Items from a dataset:
********
PR #7233, opened 2023-07-26
Improve activativate-user flow

### LINKED ISSUE #7219: Clarify activate-and-configure-user flow
After activating a user, there's a modal with a cancel button. That button, however, does not cancel/undo the activation.

See https://discuss.webknossos.org/t/new-user-cancel/1797/2 for context.

Suggestion:
> right after clicking Activate user: a popup comes and tells me something like: Account is activated. Do you want to change the team permissions now? Yes - No

philippotto:
- https://improveuseractivation.webknossos.xyz

### Steps to test:
- go to users page
- deactivate a user
- activate a user
- this prompt should show up:
image
- ok/cancel should both work as expected

### Issues:
- fixes #7219


fm3:
Thanks for tackling this! 🎉 

I’d like to vote for printing a bit more info here, to avoid user confusion. What teams and permissions does the user have if you click »no«? I don’t even know for certain and I’ve worked with this a lot 😬 Maybe a single sentence could clarify that?

Also, can I wish for descriptive action buttons? yes/no buttons always require you to read the actual text fully, which, while not super long here, till feels a bit inconvenient. How about »close« and »configure teams and permissions« buttons? (Or something similar?)

philippotto:
> I’d like to vote for printing a bit more info here, to avoid user confusion. What teams and permissions does the user have if you click »no«? I don’t even know for certain and I’ve worked with this a lot

Fair enough! I adapted the message. It was a bit tricky to phrase, since the front-end doesn't know whether the user was activated before (thus, potentially having non-deault permissions). I hope the new copy is okay.

fm3:
much better, thanks! :)

daniel-wer (approved):
Works like a charm :tada:

PR #7239, opened 2023-07-27
make antd messages click-through

fm3:
Makes antd messages click-through. (A user noted that they block selecting tools during annotating, which can be annoying).

Do you think there are cases where the user wants to interact with antd messages (e.g. copy the text)? Nothing comes to my mind.

- https://messagesclickthrough.webknossos.xyz

### Steps to test:
- Brush some in a volume annotation, hit undo, try to switch tool behind the “finished undo” message
- Should be able to click right through the message, selecting tools.

------

### DIFF
--- a/frontend/stylesheets/main.less
+++ b/frontend/stylesheets/main.less
@@ -667,3 +667,7 @@ i.without-icon-margin,
     }
   }
 }
+
+.ant-message, .ant-message * {
+  pointer-events: none;
+}


philippotto (commented):
lgtm. ideally, messages shouldn't hide important parts of the UI, I'd argue. but it seems edge-case-y enough to go with this simple solution. 

Additionally, we could try to position the message a bit "lower". According to the docs, it should be possible with this:

```js
import { message } from 'antd';

message.config({top: 100})
```

Do you want to give this a try? It only needs to be executed once and should affect all future messages. I can also try this out if you want.

> Do you think there are cases where the user wants to interact with antd messages (e.g. copy the text)? Nothing comes to my mind.

:+1:

fm3:
Do we have a central spot for stuff that should be executed once on pageload? the router?

philippotto:
I think, here could be an okay spot for that:

https://github.com/scalableminds/webknossos/blob/65f15f4c3fd61c63c9d141ed6d18098807596ac0/frontend/javascripts/main.tsx#L90

fm3:
Yes, that works :) Went for 30, 100 looked a bit lost on the page

philippotto:
Sweet! yes, 100 was only an example value.

philippotto (approved):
********
## Exercise brief:
Output exactly the lines of the records from the first through the one bearing "- activate a user", both ends included.

## Written solution:
PR #7233, opened 2023-07-26
Improve activativate-user flow

### LINKED ISSUE #7219: Clarify activate-and-configure-user flow
After activating a user, there's a modal with a cancel button. That button, however, does not cancel/undo the activation.

See https://discuss.webknossos.org/t/new-user-cancel/1797/2 for context.

Suggestion:
> right after clicking Activate user: a popup comes and tells me something like: Account is activated. Do you want to change the team permissions now? Yes - No

philippotto:
- https://improveuseractivation.webknossos.xyz

### Steps to test:
- go to users page
- deactivate a user
- activate a user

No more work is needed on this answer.